#### DATA EXTRACTS ####

Issue #1847, opened 2025-08-23
Enhance git branch with missing options


jelmer:
## Summary
The git branch command in dulwich is missing several useful options that are available in standard git.

## Missing Options
- `--all`: List both remote-tracking and local branches
- `--remotes`: List only remote-tracking branches
- `--merged`: List branches that have been merged into the current branch
- `--no-merged`: List branches that have not been merged into the current branch
- `--contains`: List branches that contain a specific commit
- `--sort`: Sort branches by specified criteria (name, date, etc.)
- `--column`: Display branch list in columns
- `--list`: List branches matching a pattern
- `--show-current`: Show the current branch name
- `--copy`: Copy a branch
- `--move`: Move/rename a branch
- `--edit-description`: Edit the description of a branch

## Benefits
These options would improve dulwich's git branch functionality by:
- Providing comprehensive branch listing capabilities with `--all`, `--remotes`, and filtering options
- Enabling branch management workflows with merge status checking via `--merged` and `--no-merged`
- Supporting advanced branch operations like copying and moving with `--copy` and `--move`
- Improving output formatting and usability with `--column` and `--sort`
- Adding branch metadata management with `--edit-description`

This would bring dulwich's branch command closer to feature parity with standard git and support more comprehensive branch management workflows.

xifOO:
hi, @jelmer , can I tryto do this?

PR #1873, opened 2025-08-29
add --merged to branch command 

xifOO:
This PR implements the --merged flag for the dulwich branch command, which lists branches that have been merged into the current branch. https://github.com/jelmer/dulwich/issues/1847

### DIFF
--- a/dulwich/cli.py
+++ b/dulwich/cli.py
@@ -2083,9 +2083,9 @@ class cmd_branch(Command):
 
         if args.merged:
             try:
-                branches = porcelain.merged_branches(".")
+                branches_iter = porcelain.merged_branches(".")
 
-                for branch in branches:
+                for branch in branches_iter:
                     sys.stdout.write(f"{branch.decode()}\n")
 
                 return 0


tests/test_cli.py
```diff
@@ -459,6 +459,34 @@ def test_branch_list_all(self):
...
+        test_file = os.path.join(self.repo_path, "test.txt")
+        with open(test_file, "w") as f:
+            f.write("test")
+        self._run_cli("add", "test.txt")
+        self._run_cli("commit", "--message=Initial")
+
+        master_sha = self.repo.refs[b"refs/heads/master"]
+
+        # Create a merged branch (points to same commit as master)
+        self.repo.refs[b"refs/heads/merged-branch"] = master_sha
```
jelmer, line 473: Please also test with a non-merged branch, so we know we don't simply include all branches.

dulwich/porcelain.py
```diff
@@ -3307,6 +3307,38 @@ def get_commit_date(branch_name: bytes) -> int:
...
+
+    Args:
+      repo: Path to the repository
+    Returns:
+      List of branch names (without refs/heads/ prefix) that are merged
+      into the current HEAD
+    """
+    with open_repo_closing(repo) as r:
+        current_sha = r.refs[b"HEAD"]
+        merged_branches = []
```
jelmer, line 3321: Perhaps yield branch names here rather than returning a list?

jelmer (changes requested):
LGTM, two minor comments.

dulwich/porcelain.py
xifOO: Let's stick with returning a list? The stdout thing makes tests ugly

tests/test_cli.py
xifOO: https://github.com/jelmer/dulwich/pull/1873/commits/3ddc0ee46aeede158019fc46f748310c71cd9187

dulwich/porcelain.py
xifOO: change to yield https://github.com/jelmer/dulwich/pull/1873/commits/da2d9614973fab8e8cba4f2c4f519ad06a6439c4

dulwich/porcelain.py
```diff
@@ -3307,6 +3307,35 @@ def get_commit_date(branch_name: bytes) -> int:
...
+      Branch names (without refs/heads/ prefix) that are merged
+      into the current HEAD
+    """
+    with open_repo_closing(repo) as r:
+        current_sha = r.refs[b"HEAD"]
+
+        for branch_ref in r.refs.keys(base=b"refs/heads/"):
+            full_ref = b"refs/heads/" + branch_ref
+
+            if full_ref not in r.refs:
```
jelmer, line 3325: this logic seems off - why would the ref be missing at this point?

dulwich/porcelain.py
```diff
@@ -3307,6 +3307,35 @@ def get_commit_date(branch_name: bytes) -> int:
...
+                continue
+
+            try:
+                branch_sha = r.refs[full_ref]
+
+                # Check if branch is an ancestor of HEAD (fully merged)
+                if can_fast_forward(r, branch_sha, current_sha):
+                    yield branch_ref
+
+            except (KeyError, ValueError):
```
jelmer, line 3335: same here - .keys() yielded this ref so it should exist. Why would KeyError or ValueError be raised?

tests/test_cli.py
```diff
@@ -459,6 +459,45 @@ def test_branch_list_all(self):
...
+        # Test --merged listing
+        result, stdout, stderr = self._run_cli("branch", "--merged")
+        self.assertEqual(result, 0)
+
+        branches = [line.strip() for line in stdout.splitlines()]
+        expected_branches = {"master", "merged-branch"}
+        self.assertEqual(set(branches), expected_branches)
+
+        # Verify that the non-merged branch is not included
+        self.assertNotIn("non-merged-branch", branches)
```
jelmer, line 499: This seems superfluous since you're already checking it's not in there on line 496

####

Search term "edit": return each line of the data that contains it.

- `--edit-description`: Edit the description of a branch
- Adding branch metadata management with `--edit-description`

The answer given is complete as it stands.